I have three boats now. One is for normal Summer weather and water levels. The next one is for low water conditions early and late in the year and I never winterize it . The last one is for extremly low water and small lakes thanks to Shortdrift.l


----------



## johnboy111711 (Apr 7, 2004)

never winterized the boat and the bass have been hitting great all winter


----------



## freyedknot (Apr 10, 2004)

no because i would usually be bustin some ice about now for duck hunting till the end of january ,and then i hit the reefs less than 2 months after that.if i put it away in oct and braught it gack out in may then i would.


----------



## flippinjigs (Aug 18, 2005)

Don at Norton Marine told me winterizing was not necessary on fuel injected motors especially if there kept inside (garage,storage,etc...).

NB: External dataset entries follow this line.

PR #539, opened 2021-09-15
AS-884

sagehen03:
Ticket: https://broadworkbench.atlassian.net/browse/AS-884

---

**PR checklist**

### DIFF
--- a/src/main/scala/org/broadinstitute/dsde/workbench/sam/service/TosService.scala
+++ b/src/main/scala/org/broadinstitute/dsde/workbench/sam/service/TosService.scala
@@ -17,7 +17,7 @@ class TosService (val directoryDao: DirectoryDAO, val appsDomain: String) extend
         case None =>
           logger.info("creating new ToS group")
           directoryDao.createGroup(BasicWorkbenchGroup(WorkbenchGroupName(getGroupName(currentVersion)),
-            Set.empty, WorkbenchEmail(s"${getGroupName(currentVersion)}_GROUP@${appsDomain}")), samRequestContext = SamRequestContext(None)).map(Option(_))
+            Set.empty, WorkbenchEmail(s"GROUP_${getGroupName(currentVersion)}@${appsDomain}")), samRequestContext = SamRequestContext(None)).map(Option(_))
       }
     } else
       IO.none
--- a/src/main/scala/org/broadinstitute/dsde/workbench/sam/service/TosService.scala
+++ b/src/main/scala/org/broadinstitute/dsde/workbench/sam/service/TosService.scala
@@ -9,16 +9,20 @@ import org.broadinstitute.dsde.workbench.sam.util.SamRequestContext
 
 class TosService (val directoryDao: DirectoryDAO, val appsDomain: String) extends LazyLogging {
 
-  def createNewGroupIfNeeded(currentVersion:Int, isEnabled:Boolean): IO[Option[BasicWorkbenchGroup]] = {
-    if(!isEnabled){
+  def createNewGroupIfNeeded(currentVersion: Int, isEnabled: Boolean): IO[Option[BasicWorkbenchGroup]] = {
+    if(isEnabled) {
+      getTosGroup(currentVersion).flatMap {
+        case Some(_) =>
+          logger.info("Returning already created group")
+          IO.none
+        case None =>
+          logger.info("creating new ToS group")
+          directoryDao.createGroup(BasicWorkbenchGroup(WorkbenchGroupName(getGroupName(currentVersion)),
+            Set.empty, WorkbenchEmail(s"${getGroupName(currentVersion)}_GROUP@${appsDomain}")), samRequestContext = SamRequestContext(None)).map(Option(_))
+      }
+    } else {
+      logger.info("Else being hit")
       IO.none
-    }
-    getTosGroup(currentVersion).flatMap {
-      case Some(_) => IO.none
-      case None =>
-        logger.info("creating new ToS group")
-        directoryDao.createGroup(BasicWorkbenchGroup(WorkbenchGroupName(getGroupName(currentVersion)),
-          Set.empty, WorkbenchEmail(s"${getGroupName(currentVersion)}_GROUP@${appsDomain}")), samRequestContext = SamRequestContext(None)).map(Option(_))
     }
   }
 
--- a/src/main/scala/org/broadinstitute/dsde/workbench/sam/service/TosService.scala
+++ b/src/main/scala/org/broadinstitute/dsde/workbench/sam/service/TosService.scala
@@ -13,17 +13,14 @@ class TosService (val directoryDao: DirectoryDAO, val appsDomain: String) extend
     if(isEnabled) {
       getTosGroup(currentVersion).flatMap {
         case Some(_) =>
-          logger.info("Returning already created group")
           IO.none
         case None =>
           logger.info("creating new ToS group")
           directoryDao.createGroup(BasicWorkbenchGroup(WorkbenchGroupName(getGroupName(currentVersion)),
             Set.empty, WorkbenchEmail(s"${getGroupName(currentVersion)}_GROUP@${appsDomain}")), samRequestContext = SamRequestContext(None)).map(Option(_))
       }
-    } else {
-      logger.info("Else being hit")
+    } else
       IO.none
-    }
   }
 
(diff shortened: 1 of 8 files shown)


sagehen03:
jenkins retest

src/main/scala/org/broadinstitute/dsde/workbench/sam/service/TosService.scala
```diff
@@ -0,0 +1,31 @@
...
+
+class TosService (val directoryDao: DirectoryDAO) extends LazyLogging {
+
+  def createNewGroupIfNeeded(currentVersion:Int, isEnabled:Boolean): IO[Any] = {
+    if(!isEnabled || groupExists(currentVersion)){
+      IO.unit
+    } else {
+      logger.info("creating new ToS group")
+      directoryDao.createGroup(BasicWorkbenchGroup(WorkbenchGroupName(getGroupName(currentVersion)),
+        Set.empty, WorkbenchEmail("foo@bar.com")), samRequestContext = SamRequestContext(None))
```
sagehen03: Looking for suggestions about what to do with the email for the new group.  Should we move that to config?  Will the email be different per environment?

src/main/scala/org/broadinstitute/dsde/workbench/sam/service/TosService.scala
```diff
@@ -0,0 +1,31 @@
...
+    }
+  }
+
+  def getGroupName(currentVersion:Int): String = {
+    s"tos_accepted_${currentVersion}"
```
sagehen03, line 27: Will the group name depend upon environment?  Should this get moved to config?

sagehen03:
jenkins retest

src/main/scala/org/broadinstitute/dsde/workbench/sam/service/TosService.scala
MatthewBemis: I don't believe this needs to be environment specific, so I don't think it's necessary to move this to config. If you follow the `All_Users` pattern (which I think is a reasonable pattern), it defines `WorkbenchGroupName` [with a hardcoded name in code](https://github.com/broadinstitute/sam/blob/develop/src/main/scala/org/broadinstitute/dsde/workbench/sam/service/CloudExtensions.scala#L25).

src/main/scala/org/broadinstitute/dsde/workbench/sam/service/TosService.scala
```diff
@@ -0,0 +1,31 @@
...
+import cats.effect.IO
+import com.typesafe.scalalogging.LazyLogging
+import org.broadinstitute.dsde.workbench.model.{WorkbenchEmail, WorkbenchGroupName}
+import org.broadinstitute.dsde.workbench.sam.dataAccess.DirectoryDAO
+import org.broadinstitute.dsde.workbench.sam.model.BasicWorkbenchGroup
+import org.broadinstitute.dsde.workbench.sam.util.SamRequestContext
+
+class TosService (val directoryDao: DirectoryDAO) extends LazyLogging {
+
+  def createNewGroupIfNeeded(currentVersion:Int, isEnabled:Boolean): IO[Any] = {
```
MatthewBemis: I think this might be a bit more idiomatic:

```
  def createNewGroupIfNeeded(currentVersion: Int, isEnabled: Boolean): IO[Option[BasicWorkbenchGroup]] = {
    if(isEnabled) {
      getTosGroup(currentVersion).flatMap {
        case Some(_) => IO.none
        case None =>
          logger.info("creating new ToS group")
          directoryDao.createGroup(BasicWorkbenchGroup(WorkbenchGroupName(getGroupName(currentVersion)),
            Set.empty, WorkbenchEmail("foo@bar.com")), samRequestContext = SamRequestContext(None)).map(Option(_))
      }
    } else IO.none
  }
```

And then a second change, turning `groupExists` into `getTosGroup`:

```
  def getTosGroup(currentVersion: Int): IO[Option[BasicWorkbenchGroup]] = {
    directoryDao.loadGroup(WorkbenchGroupName(getGroupName(currentVersion)), SamRequestContext(None))
  }
```

IMO the main benefits are:
1) Keeps everything within an IO context, so there's no need to do any `unsafeRunSync` weirdness which breaks up the execution chain
2) An `Any` return type is a bit sketchy in Scala. This change gives it a concrete return type. While the value isn't actually used upstream, it's nice to have a definitive return type, at least for the sake of readability (IMO)
3) Utilizes pattern matching instead of `isDefined`, which is pretty powerful in Scala and more idiomatic

src/main/scala/org/broadinstitute/dsde/workbench/sam/service/TosService.scala
MatthewBemis: You could do something similar to [how the All_Users group does it.](https://github.com/broadinstitute/sam/blob/develop/src/main/scala/org/broadinstitute/dsde/workbench/sam/google/GoogleExtensions.scala#L80) The email address _domain_ will be unique per env (because we've got a different subdomain for each env), but the prefix won't be. And the domain is already in config.

All_Users is probably the closest analog we've got to these ToS groups.

src/main/scala/org/broadinstitute/dsde/workbench/sam/service/TosService.scala
sagehen03: Thanks, Matt, I've incorporated this very useful feedback.

sagehen03:
jenkins retest

src/main/scala/org/broadinstitute/dsde/workbench/sam/service/TosService.scala
```diff
@@ -0,0 +1,34 @@
...
+
+  def createNewGroupIfNeeded(currentVersion: Int, isEnabled: Boolean): IO[Option[BasicWorkbenchGroup]] = {
+    if(isEnabled) {
+      getTosGroup(currentVersion).flatMap {
+        case Some(_) =>
+          IO.none
+        case None =>
+          logger.info("creating new ToS group")
+          directoryDao.createGroup(BasicWorkbenchGroup(WorkbenchGroupName(getGroupName(currentVersion)),
+            Set.empty, WorkbenchEmail(s"${getGroupName(currentVersion)}_GROUP@${appsDomain}")), samRequestContext = SamRequestContext(None)).map(Option(_))
```
MatthewBemis: nit: the naming convention is typically the prefix `GROUP_` followed by the name

MatthewBemis (approved):
LGTM, just have one nit but I don't need to re-review that one

s-rubenstein (commented):
Just asking for some context, why is Sam chosen to manage the life-cycle of this group? Is it treated differently than other groups in some way? Or could it be managed by the ToS service (which I think exists? But not 100% sure, so please correct me if I am wrong). Just want to make sure that this is all being put in the right place. It doesn't look much like it is treated that differently from other groups, so I am wondering why it needs special logic.

sagehen03:
> Just asking for some context, why is Sam chosen to manage the life-cycle of this group? Is it treated differently than other groups in some way? Or could it be managed by the ToS service (which I think exists? But not 100% sure, so please correct me if I am wrong). Just want to make sure that this is all being put in the right place. It doesn't look much like it is treated that differently from other groups, so I am wondering why it needs special logic.

@ansingh7115 I know we had some discussions about this, but I forgot why we settled on the approach that we did.  Could give Sky some context?

ansingh7115:
@s-rubenstein  Good question! We decided that the best place for ToS enforcement was Sam because we want all publicly available Terra services to be gated to only users who have agreed to the ToS. As such, the best place for this enforcement is the apache proxy. The apache proxy already talks to Sam to get whether a user is "enabled", so we decided that it made sense for the definition of "enabled" to also include the user signing the ToS. We will actually be removing the current ToS service and moving all functionality to Sam. Here's more about the design and implementation: https://docs.google.com/document/d/1hhSbqJyzHWYgNh95B5Vqq_L-cv1Yi3ytP2PoVSZcTRo/edit

s-rubenstein (approved):
Code all looks good to me. Are there designed endpoints in Sam that will allow users to sign the ToS? Otherwise, I would be concerned that API users of Sam won't have a way to use it without going to another service to sign ToS.

ansingh7115:
Adding the ability to sign the ToS is in this ticket: https://broadworkbench.atlassian.net/browse/AS-886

That said, no I don't winterize my boat (TR19 Triton w/175 EFI Merc).


----------



## freyedknot (Apr 10, 2004)

i thaught fogging the cylinders would still be necessary, to keep rust from condensation to a minimum if stored for a few months.


----------



## Shortdrift (Apr 5, 2004)

All my motors are now outboards.

All I do on the two cycles is run the motor for 15 minutes on gasoline treated with Sea Foam then change the lower unit lube while it is warm. Finally squirt a shot or two of fogging oil in the cylinders and pull the motor over while the plugs are out. Replace the plugs and I'm finished. The motor is ready to go anytime I desire and all I have to do is fog it again when I'm through using it.

On my four cycles I run the Sea Foam, change the crankcase oil and filter as well as the lower lube and shut it down. 

Just make sure the motors are lowered to a vertical position so they drain all the water.

No muss, fuss, and ready to use anytime.


----------



## TheSonicMarauder (Mar 9, 2006)

my boat is officially winterize


and by that i mean its flipped upside down on the woodpile in the back yard and the trolling motor is hangin up in the garage lol


----------



## Whaler (Nov 16, 2004)

Good one , Sonic !


----------



## crappiedude (Mar 12, 2006)

I never winterize the boat, I think I like the winter and early spring better than summer(weather permiting). No jet skis, no ski boats, uncrowded ramps. Just wish there was a little more daylight afterwork.


----------



## Whaler (Nov 16, 2004)

You're exactly right Crappiedude !


----------



## ncraft150 (Apr 5, 2004)

I never winterized any of my past boats. Dont know if it hurt them or not. This warm weather is killing me though especially since I sold the boat a few months ago. I think Ill be ordering a new Stratos at the boat show. I just hope the weather is nice enough to get her broke in before the Lakes Trail starts April 7!!!!!


----------



## tunnelengineer (Mar 6, 2006)

I do winterize my fish and ski. I don't winterize my small 25 hp outboard any more than run stabilizer in the gas and make sure the water is drained out of the motor. Will change lower unit oil before spring as well as plugs. It's stored indoors year round so never gets frozen. Never had a problem this way.


----------